Gegen 15.00 Uhr habe ich Senica erreicht. Der Schaffner hat nicht zu viel versprochen. Es gibt im Gegensatz zu den anderen Haltepunkten in der Tat einen Bahnsteig und ein Bahnhofsgebäude, sodass man dieses Ziel wirklich nicht hätte verfehlen können. Während ich erste Erinnerungsfotos des Reiseziels anfertige, tippt mir eine freundlichen Slowakin von hinten auf die Schulter und versucht mir wild gestikulierend Gott weiß was verständlich zu machen. Man wird nach so einer entschleunigten Fahrt („Kein Wi-Fi, keine Kartenzahlung im Bordrestaurant möglich, sehr veraltetes Ambiente, langsames Reisetempo, Plumpsklo – 10 von 10 Sternen!“) doch wohl in Ruhe fotografieren dürfen, denke ich mir zunächst, aber da die Dame ihr Gebaren ohne Unterlass fortsetzt und nun sogar an mir zu ziehen beginnt, folge ich ihr einfach treudoof. Irgendwas scheint hier wohl gerade wichtig zu sein.

Wenige Schritte später stehe ich am Bahnhofsvorplatz, auf dem bereits ein Bus auf die ankommenden Menschen wartet. „Centrum“, sagt die hilfsbereite Dame nun mit einem kleinen Fragezeichen in der Stimme. Da ich davon ausgehe, dass sich das „Grand Hotel Senica“ sicherlich irgendwo im Zentrum befinden wird, kann das hier schon so falsch nicht sein. Während der Fahrt, die mich 0,50 € kostet, wirft die Frau einen Blick auf die Buchungsbestätigung des Hotels und ihr „OK“ signalisiert mir, dass sie mir dann auch noch ein Signal geben wird, an welcher Haltestelle ich aussteigen soll. Schon jetzt bin ich ihr unheimlich dankbar, da der Bus bereits einiges an Strecke zurückgelegt hat und noch immer kein „Centrum“ in Sicht ist…

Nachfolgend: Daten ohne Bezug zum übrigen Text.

PR #2907, opened 2023-10-24
do not ignore avif result

eustas:


mo271 (approved):

mo271:
Are we sure `avifEncoderSetCodecSpecificOption` might return not return `void` under some circumstances?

In einer späteren Recherche erfahre ich, dass der Bahnhof immerhin stolze 3,9 Kilometer von der Stadt entfernt liegt, weswegen bereits 1920 die Bürger Senicas eine Streckenverlegung eingefordert haben. Aus Unentschlossenheit des damaligen Eisenbahnministerium der Tschechoslowakei wurde dieses Projekt jedoch nie durchgeführt, könnte ich im Reisebüro sämtlichen Interessenten nun als weitere Information an die Hand gegeben. Naja, aber jetzt ist ja alles in slowakischer Hand. Kann also nur besser werden!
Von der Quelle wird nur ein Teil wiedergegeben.